Passersby ignore a man begging with a sign saying “I’m hungry,” on the sidewalk in Piccadilly, London. (Richard Baker / In Pictures via Getty Images)
Branko Milanovic’s Capitalism, Alone: The Future of the System That Rules the World begins, provocatively, with two quotes written roughly two centuries ago that describe our world-system today. The implication is that what began then was not only foreseeable but also largely unstoppable. At the very least, we have known enough about the system for long enough that if we were to have changed the course of events, we would have done so by now. Instead of any alternatives gaining significant ground, “We live in a world where everybody follows the same rules and understands the same language of profit-making.” The exceptions to this mantra are so trivial that none of them, Milanovic explains, “influence the shape of things and the movement of history.”

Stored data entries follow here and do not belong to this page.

PR #223, opened 2020-07-29
Add custom error class

giovannt0:
Closes #71 

Introduces new error classes:

- CredentialsConfigurationError
- InvalidFileFormatError
- InvalidNameError
- ResourceNotFoundError
- ResourceCreationError
- ResourceDeletionError

Tests updated accordingly.

Signed-off-by: Theo Giovanna <gtheo@google.com>

PR #225, opened 2020-07-29
Refactor AWS module

### LINKED ISSUE #222: Refactor AWS internal module
Move methods like ListImages, ListVolumes, etc. to `ec2.py` to match closer the organization that we have under GCP. Make use of `@property` decorator in `account.py`

giovannt0:
Closes #222. Together with #234, this PR harmonizes the structure under which cloud provider functionality are implemented, following GCP's module organisation. `account.py` now only contains references to modules (ec2, ebs, kms, etc). 

This breaks down the code a little more and separate functionality better.

Unit tests, end to end tests and CLI files are updated as well to use the new structure.


libcloudforensics/providers/aws/internal/ebs.py
```diff
@@ -305,3 +305,308 @@ def ShareWithAWSAccount(self, aws_account_id: str) -> None:
         },
         OperationType='add'
     )
+
+
+class AWSEBS:
```
tomchop, line 310: Might be clearer to call this `AwsEbs`, or `AwsEBS`? Same with other class names.

tomchop:
Assigning @Fryyyyy as second reviewer for this.

libcloudforensics/providers/aws/internal/ebs.py
giovannt0: @tomchop Isn't it against the style guide to not keep case for acronyms such as AWS? Back when we introduced AWS (see [here](https://github.com/google/cloud-forensics-utils/pull/28/commits/16c57242c0c4ddf9a9215688aaa1c5ccd7ca0623#r404878599)) we decided to go with uppercase. If we're fine with deviating from the style guide I'm happy to change all impacted classes (FWIW, I also find it not so readable as it is now)

tomchop: Yeah but to acronyms that follow each other are hard to read. There's probably a rule about this somewhere but I can't fin it. Maybe we should go with what makes the most sense?

giovannt0: Agreed, happy to push the changes. I'll update similar class names to `AwsXXX`

Fryyyyy: Another option: just EBS. It's already under the AWS provider...

libcloudforensics/providers/aws/internal/ebs.py
```diff
@@ -305,3 +305,308 @@ def ShareWithAWSAccount(self, aws_account_id: str) -> None:
...
+  """Class that represents AWS EBS storage services."""
+
+  def __init__(self,
+               aws_account: 'account.AWSAccount') -> None:
+    """Initialize the AWS ebs client object.
```
Fryyyyy, line 315:
```suggestion
    """Initialize the AWS EBS client object.
```

libcloudforensics/providers/aws/internal/ebs.py
```diff
@@ -305,3 +305,308 @@ def ShareWithAWSAccount(self, aws_account_id: str) -> None:
...
+      str: The information requested.
+
+    Raises:
+      KeyError: If the requested information doesn't exist.
+    """
+    account_information = self.aws_account.ClientApi(
+        common.ACCOUNT_SERVICE).get_caller_identity()  # type: Dict[str, str]
+    if not account_information.get(info):
+      raise KeyError('Key must be one of ["UserId", "Account", "Arn"]')
+    return account_information[info]
```
Fryyyyy, line 573: I'm not sure how/where this is called but could we not just return all of them? It's only 3 values, could just let the callee filter if necessary and if someone wanted all the info they would currently have to call this 3 times.

libcloudforensics/providers/aws/internal/ebs.py
```diff
@@ -305,3 +305,308 @@ def ShareWithAWSAccount(self, aws_account_id: str) -> None:
...
+      ValueError: If the volume name does not comply with the RegEx.
+    """
+
+    # Max length of tag values in AWS is 255 characters
+    user_id = self.GetAccountInformation('UserId')
+    volume_id = user_id + snapshot.volume.volume_id
+    volume_id_crc32 = '{0:08x}'.format(
+        binascii.crc32(volume_id.encode()) & 0xffffffff)
+    truncate_at = 255 - len(volume_id_crc32) - len('-copy') - 1
+    assert snapshot.name  # Mypy: assert that snapshot.name is not None
```
Fryyyyy, line 597: I think these should be `is not None` globally.
Firstly it means the function could also raise an AssertionError but also Assertions are normally used for debugging and can be disabled globally based on runtime or environment variables

libcloudforensics/providers/aws/internal/ec2.py
```diff
@@ -137,3 +142,368 @@ def AttachVolume(self,
...
+          object will be used.
+
+    Returns:
+      List[AWSInstance]: A list of EC2 Instance objects. If no instance with
+          matching name tag is found, the method returns an empty list.
+    """
+
+    matching_instances = []
+    instances = self.ListInstances(region=region)
+    for instance_id in instances:
```
Fryyyyy, line 274: `matching_instances = [x for x in instances if x: x.name == instance_name]` if we're feeling fancy

Fryyyyy: Or do we not allow list comprehensions? I forget

libcloudforensics/providers/aws/internal/ec2.py
```diff
@@ -137,3 +142,368 @@ def AttachVolume(self,
...
+      RuntimeError: If the virtual machine cannot be found or created.
+    """
+
+    # Re-use instance if it already exists, or create a new one.
+    try:
+      instances = self.GetInstancesByName(vm_name)
+      if instances:
+        created = False
+        return instances[0], created
+    except RuntimeError:
```
Fryyyyy, line 380: We desperately need more specific error types here

libcloudforensics/providers/aws/internal/ec2.py
```diff
@@ -137,3 +142,368 @@ def AttachVolume(self,
...
+            'AvailabilityZone': self.aws_account.default_availability_zone}
+    }
+    if ssh_key_name:
+      vm_args['KeyName'] = ssh_key_name
+    # Create the instance in AWS
+    try:
+      instance = client.run_instances(**vm_args)
+      # If the call to run_instances was successful, then the API response
+      # contains the instance ID for the new instance.
+      instance_id = instance['Instances'][0]['InstanceId']
```
Fryyyyy, line 419: Could also throw IndexError/KeyError?

libcloudforensics/providers/aws/internal/kms.py
```diff
@@ -0,0 +1,124 @@
...
+  # the following cyclic import, as it it only used for type hints
+  from libcloudforensics.providers.aws.internal import account  # pylint: disable=cyclic-import
+
+
+class AWSKMS:
+  """Class that represents AWS KMS services."""
+
+  def __init__(self,
+               aws_account: 'account.AWSAccount') -> None:
+    """Initialize the AWS ec2 client object.
```
Fryyyyy, line 32:
```suggestion
    """Initialize the AWS KMS client object.
```

libcloudforensics/providers/aws/internal/ebs.py
giovannt0: Replaced by: 
```
if not snapshot.name:
  snapshot.name = snapshot.snapshot_id
```
In practice this method is never called with `snapshot.name = None`, this is only to satisfy `mypy`.

libcloudforensics/providers/aws/internal/ec2.py
giovannt0: List comprehensions is cool; updated

libcloudforensics/providers/aws/internal/ec2.py
giovannt0: This will be taken care of in #223

libcloudforensics/providers/aws/internal/ec2.py
giovannt0: If the call is successful it's expected to have the correct structure. If the call isn't we rely on the `boto3` library to throw an exception for whatever reason it couldn't do its job

giovannt0:
Thanks @tomchop , @Fryyyyy, PTAL

libcloudforensics/providers/aws/internal/ebs.py
tomchop: I agree, maybe it would be better to return a dict with those three keys and let the caller sort out which ones they need.

libcloudforensics/providers/aws/internal/ec2.py
```diff
@@ -137,3 +142,364 @@ def AttachVolume(self,
...
+          object will be used.
+
+    Returns:
+      List[AWSInstance]: A list of EC2 Instance objects. If no instance with
+          matching name tag is found, the method returns an empty list.
+    """
+
+    instances = self.ListInstances(region=region)
+    return [instance for _, instance in instances.items() if
+            instance.name == instance_name]
```
tomchop, line 274: use `values()` instead of `items()` if you don't care about the keys
```suggestion
    return [instance for instance in instances.values() if
            instance.name == instance_name]
```

giovannt0: Done

libcloudforensics/providers/aws/internal/ebs.py
Fryyyyy: I still don't think having assert statements in production code is a great idea.
Even if it's to satisfy the checker, it doesn't hurt us to have an actual if statement, that has no danger of being bypassed by someone's environment.

giovannt0: @Fryyyyy as discussed earlier, replaced other occurrences. PTAL

PR #253, opened 2016-03-19
Font info

adrientetar:
Closes #248.


madig:
Nooo, my links to the spec :(

What range can postscriptUniqueID take? The CFF spec just says it's an "integer".

adrientetar:
> What range can postscriptUniqueID take?

UniqueID [doesn't matter](https://fontforge.github.io/UniqueID.html) very much and tbh I don't really know what range hw from the 80s can take &ndash; [this document](http://partners.adobe.com/public/developer/en/font/5014.CIDFont_Spec.pdf) mentions 16,777,215.

Issue #240, opened 2016-02-09
Zoom in Glyph view


brawer:
- [ ] It would be nice if one could zoom into details in the glyph view. Maybe like this:

![trufontzoom](https://cloud.githubusercontent.com/assets/1527880/12930658/e4afb148-cf79-11e5-805d-ce2a8fbf50ee.png)
- [X] On MacOS, ⌘+ would zoom in; ⌘– would zoom out. Other platforms probably have similar conventions.
- [ ] By the way, the Glyphs font editor shows a nice grid at 10000 pt and above, with all editing snapped to the grid. Really convenient for editing.

<img width="458" alt="screen shot 2016-02-09 at 10 14 50 pm" src="https://cloud.githubusercontent.com/assets/1527880/12930827/d870f422-cf7a-11e5-95ad-c2620582e2ba.png">

<img width="465" alt="screen shot 2016-02-09 at 10 15 47 pm" src="https://cloud.githubusercontent.com/assets/1527880/12930841/e381a334-cf7a-11e5-8e62-ad33b1854890.png">

anthrotype:
BTW, is there any way to zoom in/out in the current glyph view? I could look at the source code but I'm lazy.

adrientetar:
It's Ctrl + wheel currently.

adrientetar:
I'll add +/-.

anthrotype:
Thanks!

davelab6:
Yes, hotkeys - and = for out and in would be great :)

anthrotype:
"z" and "x" hotkeys to zoom in/out would also be nice. I think both FontLab and Robofont use those. Maybe it could be user-configurable somehow.

anthrotype:
btw, also FontForge uses "z" and "x"

pathumego:
Editable shortcuts would be nice for all :)

adrientetar:
8c063ed

anthrotype:
I'd really like to have "z" and "x" shortcut for zoom in/out, like FontLab, Robofont and FontForge also do.
I could give this a go in the spare time. Any suggestions as to where I should be looking at is welcome.

adrientetar:
e870842c1f93909fbf532358bd9330a02fa80965

anthrotype:
Thanks!!! 🎉

davelab6:
Love it :)

PR #256, opened 2016-04-14
Rewrite most things

### LINKED ISSUE #254: [bezierMath] lineDistance raises "TypeError: 'NoneType' object is not iterable"
`bezierMath.lineProjection` returns None if the point cannot be projected on the segment. However `bezierMath.lineDistance` that calls `lineProjection` does not check if the returned value is None, and therefore makes Python crash with `TypeError: 'NoneType' object is not iterable`.

Calling `lineProjection` with  `ditchOutOfSegment=False` prevents it to return None and fixes the issue.
`ditchOutOfSegment` argument is True by default.

adrientetar:
cc #240.
Closes #254.


davelab6:
AWESOME

davelab6:
"1 check failed"?

moyogo:
@davelab6 no worries, we’ll clean that up

adrientetar:
@moyogo Thanks Denis !!

davelab6:
:D

PR #265, opened 2016-04-16
travis: run tests on OS X instead of Linux

anthrotype:
pyqt5 on Ubuntu Trusty is too old; we shall re-enable it once we figure out how to install an updated pyqt5 (>=5.5.1) without having to compile it from source...

### DIFF
--- a/.travis.yml
+++ b/.travis.yml
@@ -2,17 +2,12 @@ sudo: false
 language: generic
 os: osx
 before_install:
-  # use pyenv to install python 3.5.1
-  - git clone https://github.com/yyuu/pyenv.git ~/.pyenv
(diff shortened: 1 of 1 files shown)


adrientetar:
There may be a way to remove usage of QProxyStyle, I'll look into that.

anthrotype:
@adrientetar the tests now pass on the Travis OSX machine.

anthrotype:
BTW, I just found out that pytest to help write tests for PyQt: https://pytest-qt.readthedocs.org/
we shall look into that as well.

adrientetar:
Sounds good. Thanks for this PR!

PR #270, opened 2016-04-18
README.md: update install instructions for pyqt5 on Win and OSX

anthrotype:
also, use a different name for example virtual environment, as 'trufont' can be confusing.

@pathumego, looks good?


pathumego:
👍

davelab6:
Great!

PR #281, opened 2016-04-28
travis: run tests on both OS X and Ubuntu Trusty

anthrotype:
fingers crossed...

### DIFF
--- a/.travis.yml
+++ b/.travis.yml
@@ -1,10 +1,14 @@
-sudo: false
-language: generic
-os: osx
+matrix:
+  include:
+    - sudo: required
+      dist: trusty
+    - language: generic
+      os: osx
+
 before_install:
-  # use homebrew to install python 3.5.1
-  - brew update || brew update
-  - if test $(brew list | grep -q 'python3'); then brew upgrade python3; else brew install python3; fi
+  # on OSX, we use homebrew to install python 3.5.1
+  - if [ "$TRAVIS_OS_NAME" == "osx" ]; then brew update || brew update; fi
+  - if [ "$TRAVIS_OS_NAME" == "osx" ]; then if test $(brew list | grep -q 'python3'); then brew upgrade python3; else brew install python3; fi; fi
   - python3.5 -m pip install --user --upgrade pip virtualenv
   # create virtual environment
   - python3.5 -m virtualenv .env
@@ -17,6 +21,12 @@ before_install:
   - pip install -r requirements.txt
 install:
   - pip install -v .
+before_script:
+  # on Linux, we run "headless" tests with xvfb (X Virtual Framebuffer)
+  - if [ "$TRAVIS_OS_NAME" == "linux" ]; then export DISPLAY=:99.0; fi
+  - if [ "$TRAVIS_OS_NAME" == "linux" ]; then sh -e /etc/init.d/xvfb start; fi
+  # give xvfb some time to start
+  - if [ "$TRAVIS_OS_NAME" == "linux" ]; then sleep 3; fi 
 script:
   - flake8 --config=setup.cfg Lib/trufont
   - py.test -v -r a tests/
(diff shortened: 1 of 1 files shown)


adrientetar:
I think you need to upgrade pyenv on trusty though.

anthrotype:
yeah. such a pain

anthrotype:
I don't understand... I'm now getting a "core dumped" when running the test on Trusty Python 3.5.0:

https://travis-ci.org/trufont/trufont/jobs/126435518#L495

Even weirder, if I run locally on my 14.04 virtual machine, the `py.test` command passes successfully, but if I then try to launch `trufont` I can't see anything and in the console I get this error:

```
$ trufont

(python3.5:14972): Gtk-CRITICAL **: IA__gtk_widget_style_get: assertion 'GTK_IS_WIDGET (widget)' failed

QWidget::setMinimumSize: (/FontWindow) The largest allowed size is (16777215,16777215)

QXcbShmImage: shmget() failed (22: Invalid argument) for size 1073610756 (16383x16383)
```

adrientetar:
Right, iirc there's a bug with Qt GTK backend and QMainWindow sometimes on linux

https://bugs.launchpad.net/ubuntu/+source/subdownloader/+bug/832340

adrientetar:
What if you try to change style? It seems the GTK style is what can cause this:

http://stackoverflow.com/a/34249929

anthrotype:
Hm..
I got `trufont` to run with this little change, but I'm not sure it's the right thing to do:

```diff
diff --git a/Lib/trufont/__main__.py b/Lib/trufont/__main__.py
index 57b4798..21964f2 100644
--- a/Lib/trufont/__main__.py
+++ b/Lib/trufont/__main__.py
@@ -21,6 +21,7 @@ def main():
     representationFactories.registerAllFactories()
     # initialize the app
     app = Application(sys.argv)
+    app.setStyle("Fusion")
     app.setOrganizationName("TruFont")
     app.setOrganizationDomain("trufont.github.io")
     app.setApplicationName("TruFont")
```

anthrotype:
I got the tip from the last answer here:
http://stackoverflow.com/questions/14606396/gtk-critical-ia-gtk-widget-style-get-assertion-gtk-is-widget-widget-fa

adrientetar:
You can use the -style command line switch to change style, e.g. -style Plastique

anthrotype:
yes, also the `-style` argument works.

but still this does not explain why on Travis we get "core dumped", while locally at least we can get it running, though by disabling the GTK style...

adrientetar:
Someone reported the bug to PyQt once but Phil couldn't repro apparently: https://riverbankcomputing.com/pipermail/pyqt/2015-April/035820.html

adrientetar:
It seems there are patches for this issue on the Debian packages: https://bugs.launchpad.net/ubuntu/+source/qt4-x11/+bug/805303

Also off the top of my head there is a problem that has to do with overlay scrollbars (on Ubuntu Unity the scrollbars aren't always drawn but paint over widget when scrolling), this can be fixed by exporting LIBOVERLAY_SCROLLBAR=0 before starting the app, see https://bugs.launchpad.net/overlay-scrollbar/+bug/1014631  
Otherwise there is a patch that fixes those things (cf. first link) but I suspect it's patched only in debian packages and not the mainline Qt:

anthrotype:
I think i'm off for today.. If you wish to apply the patches, then tomorrow I can try rebasing on master and see if we get lucky. Sorry :-/

adrientetar:
I tried setting LIBOVERLAY_SCROLLBAR=0 but the build still fails, tho I'm pretty sure doing this fixed the crash on boot on Ubuntu back when I tried running it.

anthrotype:
I eventually got it to work by installing `libegl1-mesa` package from apt-get. Somehome, Qt could not find the `libEGL.so.1` library, which was needed in order to load `plugins/platforms/libqxcb.so`.
I'll squash and clean it up tomorrow. Glad we finally made it to work :)

adrientetar:
Wew, great job with this :shit: !

anthrotype:
squashed. we can merge it after the build passes 💃

adrientetar:
:+1:

PR #284, opened 2016-04-30
Draw icons in Hi-DPI mode

khaledhosny:
Set the AA_UseHighDpiPixmaps so that Qt returns larger pixmaps for
Hi-DPI systems.

Before:

After:


adrientetar:
I'm surprised this isn't enabled by default.

PR #299, opened 2016-07-18
Select anchors and components with “Select All”

khaledhosny:
Currently it does not select anchors at all, and selects components only
when the glyph has no contours.

### DIFF
--- a/Lib/trufont/windows/glyphWindow.py
+++ b/Lib/trufont/windows/glyphWindow.py
@@ -228,9 +228,10 @@ class GlyphWindow(BaseMainWindow):
     def selectAll(self):
         glyph = self.view.glyph()
         glyph.selected = True
-        if not len(glyph):
-            for component in glyph.components:
-                component.selected = True
+        for component in glyph.components:
+            component.selected = True
+        for anchor in glyph.anchors:
+            anchor.selected = True
 
     def deselect(self):
         glyph = self.view.glyph()


khaledhosny:
TruFont seems to be segfaulting on Travis, might be related to https://github.com/adrientetar/defconQt/commit/0b8c08bbbdf2eb2096ad080b9bf4cbe999618d62#commitcomment-18254911.

adrientetar:
> Currently it does not select anchors at all, and selects components only
when the glyph has no contours.

Yes, this is done on purpose. Neither of fontlab, glyphs, robofont do this afaict.

khaledhosny:
I don’t know, but it makes no sense to me. If I do select all, I really meant select all. Right now if I need to move the glyph around I have to go hunt for the components and the anchors, even worse I need to select each anchor and component individually since drag to select does not select them either. This is both non-intuitive and counter-productive IMO.

davelab6:
I agree with khaled

moyogo:
I asked a couple of designers here and they are used to how FontLab works. Sometimes they want to work on the outlines without touching the anchors. However they do find it annoying not being able to select anchors at anytime. TIL in Glyphs *Select All* selects the outlines, then *Select All* again selects all.

Other than that I totally agree with Khaled. I think the same goes for the selection rectangle.
Maybe this could be a configurable setting? Or alternatively Modifier key or Glyphs’ behaviour.

adrientetar:
> I don’t know, but it makes no sense to me. If I do select all, I really meant select all.

I do not disagree, it's just there seems to be a strong precedent of doing otherwise.

> TIL in Glyphs Select All selects the outlines, then Select All again selects all.

Thanks for asking around Denis, very useful. For now I implemented it like this in b4657d28a63ddc05f1e4f8fe5272ffe8db27efe9; we can revisit later if needed.

davelab6:
Glyphs's solution is a good compromise :) Thanks Adrien and Denis :)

This is a bold book. At its core is Milanovic’s long-term interest in collating data on income inequalities. He shows that, as capitalism became all-encompassing, worldwide income inequality rose to a peak in the 1950s and 1960s at the very same time that it was falling locally within most of the richest countries. The beginnings of that localized fall, around 1914, only slightly dented the relentless upward rise in inequality among all people on Earth. However, at some point in the 1990s, global income inequality began to fall abruptly for the first time in centuries. Thus, we begin with a conundrum: capitalism is utterly dominant, but global income inequality is now declining. Milanovic does not see this particular drop in income inequality as a sign that something fundamental may be changing. He views the plunge as mainly a short-term effect of the recent success of what he calls political capitalism in China.
The measure of inequality used here matters. It is the Gini coefficient, which takes the differences among all people into roughly equal account. Had the author instead concentrated on the very poorest, or on the top 1 percent or 0.1 percent, or on both extremes, then the book would have begun with a different story and probably ended with a very different message — one suggesting that we cannot allow current inequities to continue to grow at both extremes. However, because most people worldwide do not fall into either of these extreme groups, by concentrating only on the Gini coefficient, this book presents more of an every-person account of what capitalism produces, for whom, and why. As a result, Milanovic is less damning than he might be. He is not looking for reasons why capitalism should be challenged or opposed, but instead suggesting that the system will be so resilient that we just need to adapt to it.